Pick out each line below containing "maxulysse".
SOURCE INFORMATION Block Start
PR #8698, opened 2025-06-24
New module: sigprofiler

kdavydzenka:
## PR checklist

Closes #XXX 

- [x] Add a resource `label`
  - For modules:
  - For subworkflows:

### DIFF
--- a/modules/nf-core/sigprofiler/tests/main.nf.test
+++ b/modules/nf-core/sigprofiler/tests/main.nf.test
@@ -94,9 +94,7 @@ nextflow_process {
                         }
                         
                     } 
-      
-                    // Snapshot the full status map
-                    assert snapshot(filesStatus).match("outputs")  
+        
                 }
             )
         }  
--- a/modules/nf-core/sigprofiler/tests/main.nf.test.snap
+++ b/modules/nf-core/sigprofiler/tests/main.nf.test.snap
@@ -1,30 +1,4 @@
 {
-    "outputs": {
-        "content": [
-            {
-                "SBS96": {
-                    "SBS96/SBS96/Samples.txt": "missing",
-                    "SBS96/SBS96/Suggested_Solution/COSMIC_SBS96_Decomposed_Solution/Signatures/COSMIC_SBS96_Signatures.txt": "missing",
-                    "output/SBS/test.SBS96.all": "present"
-                },
-                "DBS78": {
-                    "DBS78/DBS78/Samples.txt": "present",
-                    "DBS78/DBS78/Suggested_Solution/COSMIC_DBS78_Decomposed_Solution/Signatures/COSMIC_DBS78_Signatures.txt": "present",
-                    "output/DBS/test.DBS78.all": "present"
-                },
-                "ID83": {
-                    "ID83/ID83/Samples.txt": "present",
-                    "ID83/ID83/Suggested_Solution/COSMIC_ID83_Decomposed_Solution/Signatures/COSMIC_ID83_Signatures.txt": "present",
-                    "output/ID/test.ID83.all": "present"
-                }
-            }
-        ],
-        "meta": {
-            "nf-test": "0.9.2",
-            "nextflow": "24.10.3"
-        },
-        "timestamp": "2025-08-18T22:25:05.413683317"
-    },
     "versions": {
         "content": [
             [


modules/nf-core/sigprofiler/main.nf
```diff
@@ -0,0 +1,38 @@
...
+    when:
+    task.ext.when == null || task.ext.when
+
+    script:
+    template "main_script.py"
+   
+
+    stub:
+    def args = task.ext.args ?: ''
+    def prefix = task.ext.prefix ?: "${meta.id}"
```
LouisLeNezet:
```suggestion
    def args   = task.ext.args   ?: ''
    def prefix = task.ext.prefix ?: "${meta.id}"
```

modules/nf-core/sigprofiler/main.nf
```diff
@@ -0,0 +1,38 @@
...
+    container "${ workflow.containerEngine == 'singularity' && !task.ext.singularity_pull_docker_container ?
+        'https://depot.galaxyproject.org/singularity/mulled-v2-b6141a7b8f0674ac604d90eb1306a731da24a734:daf9213409b038023df2a741f058d1bfd66b3c4c-0':
+        'biocontainers/mulled-v2-b6141a7b8f0674ac604d90eb1306a731da24a734:daf9213409b038023df2a741f058d1bfd66b3c4c-0' }"
+
+    input:
+    tuple val(meta), path(tsv_list, stageAs: '*.tsv')
+    
+    output:
+    tuple val(meta), path("results/*"),    emit: sigprofiler_results
+    path "versions.yml",                   emit: versions
```
LouisLeNezet:
```suggestion
    tuple val(meta), path("results/*"), emit: sigprofiler_results
    path "versions.yml",                emit: versions
```

modules/nf-core/sigprofiler/main.nf
```diff
@@ -0,0 +1,38 @@
...
+    template "main_script.py"
+   
+
+    stub:
+    def args = task.ext.args ?: ''
+    def prefix = task.ext.prefix ?: "${meta.id}"
+
+    """
+    mkdir -p results
+    echo "stub output" > results/dummy.txt
```
LouisLeNezet: Instead of a dummy.txt, could you create file with the same names that would be created ?
```suggestion
    touch results/dummy.txt
```

modules/nf-core/sigprofiler/templates/main_script.py
```diff
@@ -0,0 +1,177 @@
...
+            continue
+        key, val = item.split(':', 1)
+        parsed_args[key.strip()] = val.strip().strip("'").strip('"')
+    return parsed_args
+
+# Default options
+
+opt = dict()
+opt["prefix"] = "${task.ext.prefix ?: meta.id}"
+opt["dataset"] = "${task.ext.dataset ?: meta.dataset}"
```
LouisLeNezet: If the dataset is always expected to be provided, can you add it as a value channel and add it to the meta.yml ?

modules/nf-core/sigprofiler/templates/main_script.py
```diff
@@ -0,0 +1,177 @@
...
+    "min_nmf_iterations": 10000,
+    "max_nmf_iterations": 100000,
+    "nmf_test_conv": 10000,
+    "seeds": "random",
+    "volume": "./",
+    "get_all_signature_matrices": True,
+    "make_decomposition_plots": True,
+    "download_genome_sigprofiler": True,
+    "genome_installed_path": ""
+    })
```
LouisLeNezet:
```suggestion
})
```

modules/nf-core/sigprofiler/tests/main.nf.test
```diff
@@ -0,0 +1,76 @@
...
+            }
+        }
+
+        then {
+            def (meta, resultDirs) = process.out.sigprofiler_results[0]
+            
+            assertAll( 
+                { assert process.success },
+                { assert snapshot(
+                    process.out.versions
```
LouisLeNezet: Could you also snapshot the interior of the result directory (even if only the names) ?
Could you also add `path(process.out.versions[0]).yaml` to ensure a correct version yml file ?

modules/nf-core/sigprofiler/tests/main.nf.test
```diff
@@ -0,0 +1,76 @@
...
+                    file(params.modules_testdata_base_path + 'delete_me/sigprofiler/test_GRCh38/HCC1395_WXS_HCC1395_joint_table.tsv', checkIfExists: true),
+              ]
+                """
+            }
+        }
+
+        then {
+            assertAll(
+                { assert process.success },
+                { assert snapshot(process.out).match() }
```
LouisLeNezet:
```suggestion
                { assert snapshot(
                    process.out,
                    path(process.out.versions[0]).yaml
                ).match() }
```

tests/config/nf-test.config
```diff
@@ -47,6 +47,7 @@ profiles {
     singularity {
         singularity.enabled     = true
         singularity.autoMounts  = true
+        singularity.runOptions  = '--writable-tmpfs'
```
LouisLeNezet: I don't think this should be modify in this PR.
Why did you add this ?

modules/nf-core/sigprofiler/templates/main_script.py
```diff
@@ -0,0 +1,177 @@
...
+    genome = opt["genome"]
+    input_type = opt["input_type"]
+    context_types = opt["context_type"].split(",")
+    tsv_list = "${tsv_list.join(' ')}"
+
+    input_path = os.path.join(dataset_id)
+
+    if not os.path.exists(input_path):
+            os.mkdir(input_path)
+
```
LouisLeNezet:
```suggestion
```

modules/nf-core/sigprofiler/templates/main_script.py
```diff
@@ -0,0 +1,177 @@
...
+    "genome_installed_path": ""
+    })
+
+# Parse extra args
+args_opt = parse_args("${task.ext.args ?: ''}")
+for ao_k, ao_v in args_opt.items():
+    if ao_k in {"minimum_signatures", "maximum_signatures", "nmf_replicates", "min_nmf_iterations", "max_nmf_iterations", "nmf_test_conv"}:
+        opt[ao_k] = int(ao_v)
+    elif ao_k in {"get_all_signature_matrices", "make_decomposition_plots", "download_genome_sigprofiler"}:
+        opt[ao_k] = ao_v.lower() == "true"
```
LouisLeNezet: Could you add an error check if the ao_v.lower is different from false or true ?

modules/nf-core/sigprofiler/templates/main_script.py
```diff
@@ -0,0 +1,177 @@
...
+        f"SigProfilerMatrixGenerator matrix_generator "
+        f"-v {opt['volume']} "
+        f"{dataset_id} {genome} {input_path}"
+    )  
+    subprocess.run(generate_count_matrix, shell=True)
+
+    matrix_files = {
+            "SBS96": os.path.join("output", "SBS", f"{dataset_id}.SBS96.all"),
+            "DBS78": os.path.join("output", "DBS", f"{dataset_id}.DBS78.all"),
+            "ID83": os.path.join("output", "ID", f"{dataset_id}.ID83.all")
```
LouisLeNezet: Is it expected to be this files for each genome ?

modules/nf-core/sigprofiler/tests/main.nf.test
```diff
@@ -0,0 +1,76 @@
+nextflow_process {
+
+    name "Test Process SIGPROFILER"
+    script "../main.nf"
+    process "SIGPROFILER"
+
+    tag "modules"
+    tag "modules_nfcore"
+    tag "sigprofiler"
+
```
LouisLeNezet, line 10: Could you add a test with genome_installed_path and download_genome_sigprofiler: False ?

LouisLeNezet (changes requested):
Hi,
I'm not yet quite familiar on python modules but here are some comment !

tests/config/nf-test.config
kdavydzenka: Thank you for pointing that out. Initially, I added `singularity.runOptions = '--writable-tmpfs'` because I encountered an issue when testing the` sigprofiler `tool, specifically when` make_decomposition_plots = true`. That option required a writable` /tmp` inside the container. However, I've adjusted the test setup to use `make_decomposition_plots = false`, which avoids the need for a writable `/tmp.` So this change is no longer necessary, and I removed it from this PR

modules/nf-core/sigprofiler/templates/main_script.py
kdavydzenka: Yes, these files are expected to be generated once per dataset for each genome.

modules/nf-core/sigprofiler/templates/main_script.py
kdavydzenka: Added a check to ensure `ao_v.lower()` is either `true` or `false`, and raise a` ValueError `if it's not.

modules/nf-core/sigprofiler/main.nf
```diff
@@ -0,0 +1,38 @@
...
+    output:
+    tuple val(meta), path("results/*"), emit: sigprofiler_results
+    path "versions.yml",                emit: versions
+
+    when:
+    task.ext.when == null || task.ext.when
+
+    script:
+    template "main_script.py"
+
```
LouisLeNezet:
```suggestion
```

tests/config/nf-test.config
LouisLeNezet: Could you check the PR, it seems that your change wasn't taken into account.

modules/nf-core/sigprofiler/tests/main.nf.test
kdavydzenka: Unfortunately, it's not feasible to add this test. This is because the required genome data is specific to the tool and too large (~3 GB) to be published in the `nf-core/test-datasets`, even in a subsampled form (the tool requires all genome .txt files to be fully installed), which makes a minimal test case impractical.
I was able to run this test successfully in my local environment to verify functionality.

modules/nf-core/sigprofiler/templates/main_script.py
kdavydzenka: The dataset is always expected to be provided, and it has already been included in the meta.yml via the `meta` map.

LouisLeNezet: After looking a bit more how dataset is used. It seems to be redundant with `prefix`.
From what I understood, `dataset` is only used to name the output file and folder.

Could you change it to use prefix therefore ?

itrujnara:
Hi @kdavydzenka, thanks for contributing to nf-core. Modules are designed to be interoperable and easily integrated into pipelines. For this reason, we have regulations on module structure. Here are some relevant parts of the [module guidelines](https://nf-co.re/docs/guidelines/components/modules):
>Modules MUST NOT use ‘custom’ hardcoded meta fields. This means both that they should not be referred to within the module as expected input, nor generate new fields as output. The only accepted ‘standard’ meta fields are `meta.id` or `meta.single_end`.

>Input channel `val` declarations SHOULD be defined for all mandatory non-file inputs that are essential for the functioning of the tool (e.g. parameters, flags etc).

As `dataset` is not conventional, and highly context-dependent, it is better to pass it through a channel. If you believe there is a major reason to break the guidelines, please provide a deeper explanation. We appreciate your cooperation on this matter.

SPPearce:
It looks to me like this `dataset` is only being used in the code to set the name of the output files (and a column inside them) - this is what we generally use `prefix` for, setting by default to be `meta.id`.

kdavydzenka:
> Hi @kdavydzenka, thanks for contributing to nf-core. Modules are designed to be interoperable and easily integrated into pipelines. For this reason, we have regulations on module structure. Here are some relevant parts of the [module guidelines](https://nf-co.re/docs/guidelines/components/modules):
> 
> > Modules MUST NOT use ‘custom’ hardcoded meta fields. This means both that they should not be referred to within the module as expected input, nor generate new fields as output. The only accepted ‘standard’ meta fields are `meta.id` or `meta.single_end`.
> 
> > Input channel `val` declarations SHOULD be defined for all mandatory non-file inputs that are essential for the functioning of the tool (e.g. parameters, flags etc).
> 
> As `dataset` is not conventional, and highly context-dependent, it is better to pass it through a channel. If you believe there is a major reason to break the guidelines, please provide a deeper explanation. We appreciate your cooperation on this matter.

Hi @itrujnara,
Thanks for pointing out to module structure guidelines.
I've addressed the issue by updating the module to pass the `dataset` as an input channel, using a `prefix `instead of a hardcoded meta field.

modules/nf-core/sigprofiler/templates/main_script.py
kdavydzenka: I've addressed the issue by updating the module to pass the `dataset` as an input channel, using a `prefix `instead of a hardcoded meta field.

kdavydzenka:
> Could you set the dataset as an input value channel ?
> 
> Feel free to ask me for a review when you are ready !

Hi @LouisLeNezet,
I've addressed the issue by updating the module to pass the `dataset` as an input channel, using a `prefix `instead of a hardcoded meta field. 
At the moment, I'm experiencing some issues running the `nf-core tests` on my local cluster. Once that's resolved, I’ll run the full test suite and fix any remaining bugs in the module.

modules/nf-core/sigprofiler/main.nf
```diff
@@ -0,0 +1,38 @@
...
+        'https://depot.galaxyproject.org/singularity/mulled-v2-b6141a7b8f0674ac604d90eb1306a731da24a734:daf9213409b038023df2a741f058d1bfd66b3c4c-0':
+        'biocontainers/mulled-v2-b6141a7b8f0674ac604d90eb1306a731da24a734:daf9213409b038023df2a741f058d1bfd66b3c4c-0' }"
+
+    input:
+    tuple val(meta), path(tsv_list, stageAs: '*.tsv')
+    path(genome_installed_path)  //optional
+    
+    output:
+    tuple val(meta), path("results/*"), emit: sigprofiler_results
+    path "versions.yml",                emit: versions
```
itrujnara: Align the commas correctly

modules/nf-core/sigprofiler/main.nf
```diff
@@ -0,0 +1,38 @@
...
+    def args   = task.ext.args   ?: ''
+    def prefix = task.ext.prefix ?: "${meta.id}"
+
+    """
+    mkdir -p results/SBS96/SBS96/
+    touch results/SBS96/SBS96/Samples.txt
+
+    cat <<-END_VERSIONS > versions.yml
+    "${task.process}":
+        sigprofilermatrixGenerator: \$(python3 -c "import SigProfilerMatrixGenerator as matGen; print(matGen.__version__)")
```
itrujnara, line 58: You should also output Python version

modules/nf-core/sigprofiler/meta.yml
```diff
@@ -0,0 +1,60 @@
...
+          e.g. `[ id:'sample1' ]`
+    - tsv_list:
+        type: file
+        description: joint tsv file with validated mutations by CNAqc
+        pattern: "*.{tsv}"
+  - - genome_installed_path: 
+        type: file
+        description: path to installed reference genome (optional)
+output:
+  - sigprofiler_results:
```
itrujnara: `output` should be an object, not a list (i.e., no hyphens)

modules/nf-core/sigprofiler/tests/main.nf.test
```diff
@@ -0,0 +1,80 @@
...
+        options "-stub"
+
+        when {
+            process {
+                """ 
+                input[0] = [
+                    [ id:'test' ], 
+                    file(params.modules_testdata_base_path + 'delete_me/sigprofiler/test_GRCh38/HCC1395_WXS_HCC1395_joint_table.tsv', checkIfExists: true),
+                ] 
+                input[1] = []
```
itrujnara: Can we get a test where this option is used?

itrujnara (commented):
Hi, the prefix handling looks good now, thanks! I've left some comments on other issues to address

modules/nf-core/sigprofiler/main.nf
itrujnara: This also applies to the versions from the Python template script

modules/nf-core/sigprofiler/tests/main.nf.test
kdavydzenka: > Can we get a test where this option is used?

Unfortunately, it's not feasible to add this test: `genome_installed_path and download_genome_sigprofiler: False `. This is because the required genome data is specific to the tool and too large (~3 GB) to be published in the `nf-core/test-datasets`, even in a subsampled form (the tool requires all genome .txt files to be fully installed), which makes a minimal test case impractical.
I was able to run this test successfully in my local environment to verify functionality.

kdavydzenka:
Dear @LouisLeNezet and @itrujnara,
I’ve addressed all your latest comments and made some minor updates to the module. 
Please let me know if anything else needs attention.

modules/nf-core/sigprofiler/tests/main.nf.test
```diff
@@ -0,0 +1,80 @@
...
+                    process.out.versions,
+                    path(process.out.versions[0]).yaml
+                ).match() },
+                {
+                    // Directory existence check
+                    resultDirs.each { dir ->
+                        def file = new File(dir.toString())
+                        assert file.exists() 
+                        
+                    }
```
LouisLeNezet: Better than just checking if the files exist could you add a recursive file(it).name in the snapshot ?
This would help to diagnose if the prefix are correctly use and if the file are properly named.
Using this snapshot you will also be able to complete the stub test to be more representative of a real processing

modules/nf-core/sigprofiler/templates/main_script.py
```diff
@@ -0,0 +1,186 @@
...
+    df = data.assign(**new_columns)
+    df['chr'] = df['chr'].astype(str).str[3:]
+    df = df.rename(columns={'Indiv': 'Sample', 'chr': 'chrom', 'from': 'pos_start', 'to': 'pos_end'})
+    df["ID"] = df["Sample"]
+    return df.loc[:, ['Project', 'Sample', 'ID', 'Genome', 'mut_type', 'chrom', 'pos_start', 'pos_end', 'ref', 'alt', 'Type']]
+    
+if __name__ == '__main__':
+
+    prefix = opt["prefix"]
+    genome = opt["genome"]
```
LouisLeNezet, line 86: What happen if no genome is provided ?
If this value is mandatory I would add it as a value channel and document it in the meta.yml.
Same for the context_types.

LouisLeNezet (commented):
Thanks for adressing the different comment.
I'm not quite familiar with python processes yet.

I have a few comment left.

Could you also add tests that would throw the different errors ?

modules/nf-core/sigprofiler/tests/main.nf.test
kdavydzenka: I’ve updated the test so that it checks for the existence of a small, representative set of files for each detected context type. The tool produces a large number of subfolders and files in the `results/* `directory, and the exact structure depends on which mutational contexts are present in the input dataset. Now test dynamically detects the contexts produced and verifies the presence of representative files for each one.

modules/nf-core/sigprofiler/templates/main_script.py
kdavydzenka: @LouisLeNezet thank you for the suggestion. The `genome `argument is indeed mandatory for this process to run correctly. I have added` genome` as a value channel in the input and documented it in `meta.yml` as well, ensuring it is always provided. 
Regarding `context_types`, these are optional and provided as default arguments to the tool. If not explicitly specified, the tool automatically runs on all mutational contexts detected in the input data.

kdavydzenka:
> Thanks for adressing the different comment. I'm not quite familiar with python processes yet.
> 
> I have a few comment left.
> 
> Could you also add tests that would throw the different errors ?

Hi @LouisLeNezet,
I’ve addressed your latest suggestions and added a couple of tests that trigger the different error cases as well. However, I wasn’t able to find clear examples in the nf-core documentation on the best way to write asserts for these error scenarios.

modules/nf-core/sigprofiler/templates/main_script.py
```diff
@@ -0,0 +1,181 @@
...
+    input_type = opt["input_type"]
+    context_types = opt["context_type"].split(",")
+    tsv_list = "${tsv_list.join(' ')}"
+
+    if not os.path.exists(prefix):
+           os.mkdir(prefix)
+
+    data = process_tsv_join(tsv_list)
+    processed = input_processing(data, prefix, genome)
+    processed.to_csv(f"{prefix}/input_data.txt", sep="\t", index=False)
```
LouisLeNezet, line 96: Would it be possible to add this file to the stub as it would always be created in a normal run ?

modules/nf-core/sigprofiler/tests/main.nf.test
```diff
@@ -0,0 +1,160 @@
...
+                    [ id:'test' ],
+                    file(params.modules_testdata_base_path + 'delete_me/sigprofiler/test_GRCh38/HCC1395_WXS_HCC1395_joint_table.tsv', checkIfExists: true),
+                ]
+                input[1] = "GRCh38"
+                input[2] = []
+                """
+            }
+        }
+        then {
+             assert !process.success
```
LouisLeNezet: This could be simplified to `assert process.failed` 😉
You could also add a check of the message in the output such as:
```
assertAll(
    { assert process.failed },
    { assert process.errorReport.contains("download_genome_sigprofiler is False but no genome_installed_path was provided.") }
)
```

modules/nf-core/sigprofiler/main.nf
```diff
@@ -0,0 +1,49 @@
...
+    touch results/SBS96/SBS96/Samples.txt
+    touch results/SBS96/SBS96/Suggested_Solution/COSMIC_SBS96_Decomposed_Solution/Signatures/COSMIC_SBS96_Signatures.txt
+    
+    mkdir -p results/ID83/ID83/Suggested_Solution/COSMIC_ID83_Decomposed_Solution/Signatures/
+    touch results/ID83/ID83/Samples.txt
+    touch results/ID83/ID83/Suggested_Solution/COSMIC_ID83_Decomposed_Solution/Signatures/COSMIC_ID83_Signatures.txt
+    
+    mkdir -p results/DBS78/DBS78/Suggested_Solution/COSMIC_DBS78_Decomposed_Solution/Signatures/
+    touch results/DBS78/DBS78/Samples.txt
+    touch results/DBS78/DBS78/Suggested_Solution/COSMIC_DBS78_Decomposed_Solution/Signatures/COSMIC_DBS78_Signatures.txt
```
maxulysse: In my opinion, the path and filenames should be reconstructed from the input data, and not hardcoded.

SPPearce: This `SBS96` etc are coming from the tool (https://cancer.sanger.ac.uk/signatures/sbs/sbs96/).
Although why are they repeated (SBS96/SBS96) and nested so deeply into subfolders?

kdavydzenka: Hi @maxulysse and @SPPearce.
Thanks for pointing this out! 
I’ve reworked the stub section so that paths and filenames are derived dynamically from the input `context_type `parameter. 
Regarding the repeated/nested paths, the directory and filenames are dictated by [`SigProfiler`](https://osf.io/t6j7u/wiki/6.%20Output%20-%20Suggested%20Solution/) tool itself as well as output results nested structure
SOURCE INFORMATION Block End
#### THE COMPLETED TASK
maxulysse: In my opinion, the path and filenames should be reconstructed from the input data, and not hardcoded.
kdavydzenka: Hi @maxulysse and @SPPearce.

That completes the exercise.